- By Native News Online Staff
This week’s Tribal Business News round-up includes a story about best practices to grow tribal enterprises, Native policy priorities for the next Farm Bill, the failures of mortgage agencies when it comes to Native America, and the struggle between Alaska Native people and one of the corporations created for their benefit.
Starting a tribally owned federal contracting company requires a lot of “clawing and scratching” to become profitable.
That’s why Poarch Creek Indians Federal Services, an enterprise of the Poarch Band of Creek Indians in Alabama, has turned its strategy of late to acquiring federal contracting companies with an existing book of business that could benefit from the advantages of being tribally owned.
While it costs more to buy an existing company than to start on its own, PCI Federal can generate immediate cash flow after acquiring a company and greatly shorten the runway to earn new contracts, not to mention gain access to an experienced executive team and the other talent within the business.
PCI Federal CFO Chad Klinck discusses the value proposition in buying strong-performing companies with existing federal contracts and other best practices as part of this centerpiece story in Tribal Business News this week.
The 170-member Native Farm Bill Coalition successfully lobbied for the inclusion of 63 provisions in the 2018 Farm Bill and is now turning its attention to priorities for the upcoming 2023 rewrite of the legislation.
Key priorities include ensuring tribal parity with states in the next Farm Bill and making permanent several pilot projects that have proven beneficial to Indian Country.
A participant in one such pilot project described in this report how two tribes in Wisconsin joined forces to augment USDA food distribution programs on their reservations with Native-made products that better align with their citizens’ dietary needs.
“The concepts of food as medicine and Indigenous trade rounds are threads in our survival.

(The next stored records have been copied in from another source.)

PR #1168, opened 2024-11-22
feat: Allow join-free alignment of analytic expressions

TrevorBergeron:


bigframes/core/node_align.py
```diff
@@ -0,0 +1,167 @@
...
+@dataclasses.dataclass(frozen=True)
+class ExpressionSpec:
+    expression: bigframes.core.expression.Expression
+    node: bigframes.core.nodes.BigFrameNode
+
+
+def get_expression_spec(
+    node: bigframes.core.nodes.BigFrameNode, id: bigframes.core.identifiers.ColumnId
+) -> ExpressionSpec:
+    """Normalizes column value by chaining expressions across multiple selection and projection nodes if possible"""
```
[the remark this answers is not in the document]
tswast: Also, could you describe a bit more about the purpose? I'm slightly confused as to why we'd need to do this normalization one column at a time? Maybe for Series?

bigframes/core/node_align.py
```diff
@@ -0,0 +1,167 @@
...
+        curr_node = curr_node.child
+
+
+def _linearize_trees(
+    base_tree: bigframes.core.nodes.BigFrameNode,
+    append_tree: bigframes.core.nodes.BigFrameNode,
+) -> bigframes.core.nodes.BigFrameNode:
+    """Linearize two divergent tree who only diverge through different additive nodes."""
+    assert append_tree.projection_base == base_tree.projection_base
+    if append_tree == append_tree.projection_base:
```
tswast, line 80: When would it be its own projection base? Could you give some examples in a comment?

bigframes/core/node_align.py
```diff
@@ -0,0 +1,167 @@
...
+
+
+def join_as_projection(
+    l_node: bigframes.core.nodes.BigFrameNode,
+    r_node: bigframes.core.nodes.BigFrameNode,
+    join_keys: Tuple[Tuple[str, str], ...],
+) -> Optional[bigframes.core.nodes.BigFrameNode]:
+    """Joins the two nodes"""
+    if l_node.projection_base != r_node.projection_base:
+        return None
```
tswast, line 108: Since there are `return None`s should the be `try_join_as_projection`?

bigframes/core/node_align.py
```diff
@@ -0,0 +1,167 @@
...
+    # check join key
+    for l_key, r_key in join_keys:
+        # Caller is block, so they still work with raw strings rather than ids
```
tswast, line 111: Should we fix that? e.g. make block use ColumnId?

bigframes/core/node_align.py
```diff
@@ -0,0 +1,167 @@
...
+
+import bigframes.core.expression
+import bigframes.core.guid
+import bigframes.core.identifiers
+import bigframes.core.join_def
+import bigframes.core.nodes
+import bigframes.core.window_spec
+import bigframes.operations.aggregations
+
+ADDITIVE_NODES = (
```
tswast, line 27: Would be helpful to have some comments about what these node types have in common. How would I decide if a node type should be added to this list?

bigframes/core/node_align.py
```diff
@@ -0,0 +1,167 @@
...
+        right_id = bigframes.core.identifiers.ColumnId(r_key)
+        if get_expression_spec(l_node, left_id) != get_expression_spec(
+            r_node, right_id
+        ):
+            return None
+    return combine_nodes(l_node, r_node)
+
+
+def pull_up_selection(
+    node: bigframes.core.nodes.BigFrameNode, rename_vars: bool = False
```
tswast, line 122: What's the purpose of the `rename_vars` parameter? A docstring would be helpful.

bigframes/core/node_align.py
```diff
@@ -0,0 +1,167 @@
...
+        ...,
+    ],
+]:
+    """Remove all selection nodes above the base node. Returns stripped tree."""
+    if node == node.projection_base:  # base case
+        return node, tuple(
+            (bigframes.core.expression.DerefOp(field.id), field.id)
+            for field in node.fields
+        )
+    assert isinstance(node, (bigframes.core.nodes.SelectionNode, *ADDITIVE_NODES))
```
tswast, line 136: Am I remembering correctly that `SelectionNode` represents a WHERE clause, based on [Selection from relational algebra terminology](https://en.wikipedia.org/wiki/Selection_(relational_algebra))?

Given the high-level that implicit joiner no longer handles these, I'm a little confused why we need to rewrite these? Is it so that they are all consolidated so that the nodes we can combine appear together in the tree? I would appreciate a bit more info.

TrevorBergeron: Its actually poorly named. SelectionNode just renames/reorders existing columns, without any scalar transforms

bigframes/core/node_align.py
TrevorBergeron: added docstring. its intended to make sure that when we combine columns from two sides, we don't get conflicts.

bigframes/core/node_align.py
TrevorBergeron: Yes, we should do that refactor, but its a bit of an undertaking. For now, block uses string ids, and ArrayValue is responsible for wrapping them up as ColumnIds.

bigframes/core/blocks.py
```diff
@@ -2341,7 +2341,9 @@ def join(
         # Handle null index, which only supports row join
         # This is the canonical way of aligning on null index, so always allow (ignore block_identity_join)
         if self.index.nlevels == other.index.nlevels == 0:
-            result = try_row_join(self, other, how=how)
+            result = try_legacy_row_join(self, other, how=how) or try_new_row_join(
```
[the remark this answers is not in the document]
TrevorBergeron: Not needed now, as now emulating more recent pandas alignment logic, where the sides need to match exactly, without any view-like interpretations of filtered objects.

bigframes/core/nodes.py
```diff
@@ -307,6 +311,14 @@ def transform_children(
             return self
         return transformed
 
+    def replace_child(
+        self, new_child: BigFrameNode, validate: bool = False
+    ) -> UnaryNode:
+        new_self = replace(self, child=new_child)  # type: ignore
+        if validate:
```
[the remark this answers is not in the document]
TrevorBergeron: eh, I think I"ll remove that, its not being used, and yeah, could run validations it as a separate invocation

bigframes/core/__init__.py
```diff
@@ -488,11 +514,4 @@ def _gen_namespaced_uid(self) -> str:
...
     def _gen_namespaced_uids(self, n: int) -> List[str]:
-        i = len(self.node.defined_variables)
-        genned_ids: List[str] = []
-        while len(genned_ids) < n:
-            attempted_id = f"col_{i}"
-            if attempted_id not in self.node.defined_variables:
-                genned_ids.append(attempted_id)
-            i = i + 1
-        return genned_ids
+        return [ids.ColumnId.unique().name for _ in range(n)]
```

We’ve always wanted to take care of our people in ways that our ancestors knew were right,” Gary Besaw, director of agriculture for Menominee Tribe, told Tribal Business News for the report.

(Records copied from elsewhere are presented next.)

PR #1174, opened 2024-11-25
fix: fix read_gbq_function issue in dataframe apply method

jialuoo:
See the description/example from b/379750234.


bigframes/dataframe.py
```diff
@@ -3674,7 +3674,11 @@ def apply(self, func, *, axis=0, args: typing.Tuple = (), **kwargs):
             return result_series
 
         # Per-column apply
-        results = {name: func(col, *args, **kwargs) for name, col in self.items()}
+        if hasattr(func, "bigframes_remote_function"):
```
shobsi, line 3677: Let's add a test please, we could use the same example you used to report the issue.

bigframes/dataframe.py
```diff
@@ -3674,7 +3674,11 @@ def apply(self, func, *, axis=0, args: typing.Tuple = (), **kwargs):
...
+            results = {name: col.apply(func) for name, col in self.items()}
+        else:
+            results = {name: func(col, *args, **kwargs) for name, col in self.items()}
```
shobsi, line 3680: I believe this already has test coverage, let's double check

bigframes/dataframe.py
jialuoo: Added.

bigframes/dataframe.py
jialuoo: Yeah, we have several tests for it already. Confirmed!

tests/system/small/test_dataframe.py
```diff
@@ -1161,6 +1161,23 @@ def test_apply_series_scalar_callable(
     pandas.testing.assert_series_equal(bf_result, pd_result)
 
 
+def test_apply_from_read_gbq_function(dataset_id_permanent):
```
shobsi, line 1164: This should go in tests/system/small/test_remote_function.py

tests/system/small/test_dataframe.py
```diff
@@ -1161,6 +1161,23 @@ def test_apply_series_scalar_callable(
...
+    @bpd.remote_function()
```
shobsi, line 1165: We don't need to deploy a new remote function (it is costly, takes around 1 minute). We can write the test using existing functions screen/8yHKQ5KibqDMLvL

bigframes/dataframe.py
```diff
@@ -3674,7 +3674,11 @@ def apply(self, func, *, axis=0, args: typing.Tuple = (), **kwargs):
             return result_series
 
         # Per-column apply
-        results = {name: func(col, *args, **kwargs) for name, col in self.items()}
+        if hasattr(func, "bigframes_remote_function"):
+            results = {name: col.apply(func) for name, col in self.items()}
```
shobsi, line 3678: We should show a warning that args and kwargs are not supported in remote functions

bigframes/dataframe.py
shobsi, line 3677: @TrevorBergeron could you please review if this element-wise proxy for series-wise application doesn't have any blind sight?

tests/system/small/test_dataframe.py
jialuoo: Done (Created a test in test_remote_function.py and removed the old one).

tests/system/small/test_dataframe.py
jialuoo: Makes sense. Used an existing function instead.

bigframes/dataframe.py
jialuoo: Warning added.

bigframes/dataframe.py
TrevorBergeron: Isn't `dataframe.apply` for column or series-wise application? Why do we need to support applying as an element-wise operator? isn't this what `dataframe.map` is for?

tests/system/small/test_remote_function.py
```diff
@@ -839,6 +839,30 @@ def test_read_gbq_function_enforces_explicit_types(
...
+    bdf = bigframes.pandas.DataFrame(
+        {
+            "Column1": scalars_df["string_col"],
+            "Column2": scalars_df["string_col"],
+        }
+    )
+
+    func_ref = session.read_gbq_function("bqutil.fn.cw_lower_case_ascii_only")
+    bf_result = bdf.apply(func_ref).to_pandas()
+    # The str.lower() method has the same functionality as func_ref.
```
shobsi, line 854: This is true for ASCII only, we should say that in the comment

bigframes/dataframe.py
shobsi: For scalar ops the end result is the same. I think we don't lose anything by being lax for user convenience. Note that this API has other non-pandas-like extended behavior https://github.com/googleapis/python-bigquery-dataframes/blob/e0a82888cd34fa2404ac68229dc38496cb22c67b/bigframes/dataframe.py#L3933

jialuoo: After offline discussion, we'll direct users to use .map() method for element-wise application.

tests/system/small/test_remote_function.py
jialuoo: This test is not needed anymore.

bigframes/exceptions.py
```diff
@@ -81,3 +81,7 @@ class ApiDeprecationWarning(FutureWarning):
 
 class BadIndexerKeyWarning(Warning):
     """The indexer key is not used correctly."""
+
+
+class ArgsAndKwargsNotSupportedWarning(Warning):
```
shobsi, line 86: This is unnecessary, as now we are not supporting remote function at all in dataframe.apply

jialuoo: Removed.

bigframes/dataframe.py
```diff
@@ -3958,8 +3958,26 @@ def apply(self, func, *, axis=0, args: typing.Tuple = (), **kwargs):
             result_series.name = None
             return result_series
 
+        # This is when the func as a remote function is applied to each element of
```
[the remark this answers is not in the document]
jialuoo: Good point. Fixed.

bigframes/dataframe.py
```diff
@@ -4016,8 +4020,26 @@ def apply(self, func, *, axis=0, args: typing.Tuple = (), **kwargs):
...
+        # the dataframe (not supported).
+        if hasattr(func, "is_row_processor") and not func.is_row_processor:
```
shobsi, line 4025: We don't need this check anymore. Just the check on line 4032 is enough.

Just to clarify `is_row_processor` is set to indicate row-wise operation, not element-wise operation

bigframes/dataframe.py
```diff
@@ -4031,8 +4035,20 @@ def apply(self, func, *, axis=0, args: typing.Tuple = (), **kwargs):
...
 
+        # At this point column-wise or element-wise remote function operation will
+        # be performed (not supported).
+        if hasattr(func, "bigframes_remote_function"):
+            raise NotImplementedError(
+                "DataFrame '.apply()' does not support remote function for "
+                "element-wise or column-wise (i.e. with axis=0) application. "
+                "Please use '.map()' instead for element-wise application of the "
+                "remote function, or use regular python function for column-wise "
+                "application."
```
shobsi, line 4046: Hopefully this would be my comment :). elemrnt-wise should not even be a clarification for a pandas user, as DataFrame.apply only takes in row-wise or colum-wise functions. I would suggest rephrasing the error to the following:

"""
'.apply()' does not support remote function for column-wise (i.e. with axis=0) operations,
please use a regular python function instead.
For element-wise operation of the remote function, please use '.map()'.
"""

jialuoo: Done. No rush, take as long as we might need :)

shobsi (approved):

Regulators at the Federal Housing Finance Agency tasked Fannie Mae and Freddie Mac in 2016 to increase conventional mortgage lending in tribal areas, going so far as to mandating that the agencies have a “duty to serve” tribal areas.
Six years on, the results have been lackluster: Neither agency reported buying any conventional Indian homeland mortgages in the past three years.

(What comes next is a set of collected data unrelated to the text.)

PR #383, opened 2016-04-07
Moved oadm_router to tools

kwoodson:


kwoodson:
@joelddiaz :+1: in #382

PR #384, opened 2016-04-08
initial spec for building libzabbix RPM out of openshift-tools

joelddiaz:


joelddiaz:
@twiest @kwoodson let me know what you think of this (specifically the naming)

ansible/openshift-tools-ansible.spec
```diff
@@ -0,0 +1,49 @@
+# %commit is intended to be set by tito custom builders provided
+# in the .tito/lib directory. The values in this spec file will not be kept up to date.
+%{!?commit:
+%global commit c64d09e528ca433832c6b6e6f5c7734a9cc8ee6f
+}
```
twiest: Does this actually work?

Do we need to set something in tito for it to work?

twiest:
@joelddiaz naming is fine by me. Rest looks good. Just had the one comment / question.

joelddiaz:
@twiest: deleted the %{!?commit... stuff out of the spec. tito built the RPM fine without it.

kwoodson:
:+1:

And, according to the reports Fannie and Freddie filed with the FHFA, the situation doesn’t look to improve markedly in the near term.
This new report in Tribal Business News explores the mortgage agencies’ plans to eventually serve Native America, and how they’re already hedging about the work they plan to do.
Alaska Native people and tribes are pushing back against Calista Corporation, an Alaska Native Regional Corporation in the southwestern part of the state, over the Donlin mine project in the culturally important Kuskokwim River watershed.
Officials at Calista Corporation told Grist for the report that the Donlin mine offers a “generational opportunity” to improve the condition of its shareholders, but many of those shareholders question whether the environmental risk is worth the potential outcome.
Local tribes and Alaska Natives around the town of Bethel feel threatened by the planned gold mine on a tributary of the Kuskokwim River, which they say could jeopardize their way of life if it affects salmon populations and their subsistence lifestyle.
Establishing a modern form of intertribal commerce is at the heart of a new partnership between Mad River Brewery and Gray Snow Management Solutions, an enterprise of the Iowa Tribe of Nebraska.
Under the new deal, the Yurok Tribe-owned brewery plans to source sustainably farmed ingredients from Gray Snow, as well as expand its brewing operations to the Iowa Tribe’s land.
“We’re going back to doing what Natives have done since time immemorial and working with each other,” Mad River Brewery CEO Linda Cooley told Tribal Business News for the story.
Shinnecock Nation held a groundbreaking ceremony this month for Little Beach Harvest, its new cannabis dispensary and wellness center that partners believe could become an “economic engine” for the tribe.
While the pandemic and New York State’s legalization efforts forced a few pivots along the way, the tribe feels a sense of positive momentum with the project, according to Chenae Bullock, general manager of Little Beach Harvest.
“We have a really good, well-working team. We’ve been working on this throughout the pandemic to ensure we’re putting realistic goals on all of our achievements,” Bullock told Tribal Business News in an interview for the story. “It’s really amazing to have the partnership we have, and to be here now.”
Tribal Business News Briefs
Lastly, this week’s round-up of business news briefs from around Indian Country includes details of the Saint Regis Mohawk Tribe’s newly appointed Chief Financial Officer, a Cherokee Nation citizen elected to the Los Angeles Board of Water and Power, and the Pamunkey Tribe’s temporary casino plans in Norfolk, Virginia.
In addition, Tribal Business News has details on Native American-owned venture capital firm Relevance Ventures’ latest investment and a new 10-year federal contract for Alaska Native-owned Akima Logistics Services.